Rate-dependent hardening model for pure titanium considering the effect of deformation twinning

Abstract

This paper is concerned with the strain hardening behavior of commercially pure titanium for a wide range of strain rates. Pure titanium has been described as having three stages of strain hardening behavior during compressive deformation. The stress-strain curve of pure titanium can be divided into three stages according to the strain hardening rate, and the strain hardening rate can be determined by the slope of the stress-strain curve. In the first stage, the strain hardening rate decreases as deformation continues due to dynamic recovery. The strain hardening rate shows a trend similar to general industrial metals. In the second stage, however, the strain hardening rate begins to increase as deformation continues. Following the second stage, the strain hardening rate decreases again in the third stage. Many researchers have determined that a sudden increase in the strain hardening rate in the second stage is caused by the generation of deformation twins, and the strain hardening behavior of pure titanium is influenced by the tendency of twin generation and evolution. In this paper, the effect of deformation twinning on the strain hardening behavior of pure titanium is investigated using OIM (Orientation Imaging Microscopy) analyses. EBSD (Electron Backscatter Diffraction) analyses are conducted to quantitatively observe the generation and evolution of deformation twins.
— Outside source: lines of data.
PR #8037, opened 2020-02-28
docs: improvements for note boxes

EricFromCanada:
This is a 🔦 documentation change.

## Summary

Notes currently are marked up either as a single paragraph with a [Kramdown IAL](https://kramdown.gettalong.org/syntax.html#block-ials) or as straight HTML if the note has a title or multiple paragraphs. I fixed the CSS to make their text styles match and converted the single-paragraph HTML notes to IAL form, and fixed several other inconsistencies. 

## Context

Mostly a sequel to #8017.

I also have on hand CSS and markup to allow converting titled or multi-paragraph notes to IAL form, if there's interest.

PR #8108, opened 2020-04-10
docs: convert note boxes and other HTML to Kramdown

EricFromCanada:

## Summary

This adds CSS that allows notes with titles to be generated with a [Kramdown IAL](https://kramdown.gettalong.org/syntax.html#block-ials) and converts the remaining notes from HTML, except for [this one](https://jekyllrb.com/docs/upgrading/3-to-4/) which contains a code block. This also converts any remaining HTML-based links and code/strong/em spans to Kramdown.

## Context

A follow-up to #8037.


DirtyF:
Thanks for cleaning things up, I feel like those notes could be includes to avoid using `strong` and `br` to mimick a note title and write CommonMark compatible Markdown.

`{% include note class="" title="" %}` (would have to test how this would impact build time)

ashmaroli:
@EricFromCanada Sometimes the line-lengths are short, sometimes long.
Could we stick to one length consistently..?

EricFromCanada:
@DirtyF The difficulty with switching to pure Markdown is its lack of support for any way to tag a block or span with attributes that can be turned into CSS classes, as Kramdown IALs currently do. (There is a proposal for a [common attribute syntax](https://talk.commonmark.org/t/consistent-attribute-syntax/272/137) extension for CommonMark out there, though.) So, to have an include generate a block for a note with the requisite classes on the opening tag, it'd need to either recieve the entire contents of the note as a parameter, or only return the opening tag (and optional title) and rely on the page calling it to supply the closing `</p>` or `</div>`.

@ashmaroli Were you thinking 80 characters per line, 100, or no hard line breaks within paragraphs?

ashmaroli:
> Were you thinking 80 characters per line, 100, or no hard line breaks within paragraphs?

I was going for consistency with the line-length of the said file in this PR.
In a future PR, we could have a site-wide realignment to be within 120 chars per line followed by hard line breaks.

The strain rate effect on the strain hardening is also investigated. Both tensile and compressive tests are conducted at strain rates ranging from 0.001/s to 10/s, and the effect of the strain rate on the three stages of the strain hardening behavior is quantified by observing the micro-structures of deformed specimens at the various strain rates. A novel rate-dependent hardening model is proposed by keeping trace of deformation twins with increase in the compressive strain, which induces the variation of the strain hardening rate. The proposed model is defined with a function of the plastic strain and the strain rate based on OIM results in terms of twin volume fraction and grain size distribution. The three stages of strain hardening behavior of titanium for a wide range of strain rates can be represented by one equation, and this equation can provide useful and simple way that can be applied to the numerical analysis.